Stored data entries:
PR #3351, opened 2020-11-09
Fixes #18534: Skip non-standard moint FS for free-space check

ElaadF:
https://issues.rudder.io/issues/18534

### DIFF
--- a/webapp/sources/rudder/rudder-core/src/main/scala/com/normation/rudder/services/healthcheck/HealthcheckService.scala
+++ b/webapp/sources/rudder/rudder-core/src/main/scala/com/normation/rudder/services/healthcheck/HealthcheckService.scala
@@ -46,16 +46,16 @@ object HealthcheckUtils {
 
 class HealthcheckService(checks: List[Check]) {
 
-   def runAll: ZIO[Any, Nothing, List[HealthcheckResult]]  = ZIO.foreach(checks) { c =>
-     for {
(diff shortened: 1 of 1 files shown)


fanf:
No, you need to first filter to keep only lines starting with "/" and then keep the original logic of looking for "/var" or use "/"

fanf (changes requested):
No, you need to first filter to keep only lines starting with "/" and then keep the original logic of looking for "/var" or use "/"

ElaadF:
Commit modified

webapp/sources/rudder/rudder-core/src/main/scala/com/normation/rudder/services/healthcheck/HealthcheckService.scala
```diff
@@ -96,7 +96,7 @@ final object CheckFreeSpace extends Check {
 
   def run: IOResult[HealthcheckResult] = {
     val file          = root / "proc" / "mounts"
-    val mountsContent = file.lines.map(x => x.split(" ")(1)).toList
+    val mountsContent = file.lines.filter(_(0) == '/').map(x => x.split(" ")(1)).toList
```
fanf, line 99: can you had a comment to explain? With a link to the bug for future reference ?

fanf (changes requested):

ElaadF:
Commit modified

fanf (approved):

PR #5156, opened 2023-11-03
Fixes #23606: Creating files with the file explorer fails when using invalid character

clarktsiory:
https://issues.rudder.io/issues/23606

We don't want the user to rename a file with invalid characters : we display a notification, and we can also avoid making an API request.

Also, when a API request fails, a generic error message will be displayed as notification


clarktsiory:
PR updated with a new commit

VinceMacBuche (approved):

fanf:
OK, squash merging this PR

[Problem to solve]:
Retype every entry above, word for word.

[Solution to the exercise]:
PR #3351, opened 2020-11-09
Fixes #18534: Skip non-standard moint FS for free-space check

ElaadF:
https://issues.rudder.io/issues/18534

### DIFF
--- a/webapp/sources/rudder/rudder-core/src/main/scala/com/normation/rudder/services/healthcheck/HealthcheckService.scala
+++ b/webapp/sources/rudder/rudder-core/src/main/scala/com/normation/rudder/services/healthcheck/HealthcheckService.scala
@@ -46,16 +46,16 @@ object HealthcheckUtils {
 
 class HealthcheckService(checks: List[Check]) {
 
-   def runAll: ZIO[Any, Nothing, List[HealthcheckResult]]  = ZIO.foreach(checks) { c =>
-     for {
(diff shortened: 1 of 1 files shown)


fanf:
No, you need to first filter to keep only lines starting with "/" and then keep the original logic of looking for "/var" or use "/"

fanf (changes requested):
No, you need to first filter to keep only lines starting with "/" and then keep the original logic of looking for "/var" or use "/"

ElaadF:
Commit modified

webapp/sources/rudder/rudder-core/src/main/scala/com/normation/rudder/services/healthcheck/HealthcheckService.scala
```diff
@@ -96,7 +96,7 @@ final object CheckFreeSpace extends Check {
 
   def run: IOResult[HealthcheckResult] = {
     val file          = root / "proc" / "mounts"
-    val mountsContent = file.lines.map(x => x.split(" ")(1)).toList
+    val mountsContent = file.lines.filter(_(0) == '/').map(x => x.split(" ")(1)).toList
```
fanf, line 99: can you had a comment to explain? With a link to the bug for future reference ?

fanf (changes requested):

ElaadF:
Commit modified

fanf (approved):

PR #5156, opened 2023-11-03
Fixes #23606: Creating files with the file explorer fails when using invalid character

clarktsiory:
https://issues.rudder.io/issues/23606

We don't want the user to rename a file with invalid characters : we display a notification, and we can also avoid making an API request.

Also, when a API request fails, a generic error message will be displayed as notification


clarktsiory:
PR updated with a new commit

VinceMacBuche (approved):

fanf:
OK, squash merging this PR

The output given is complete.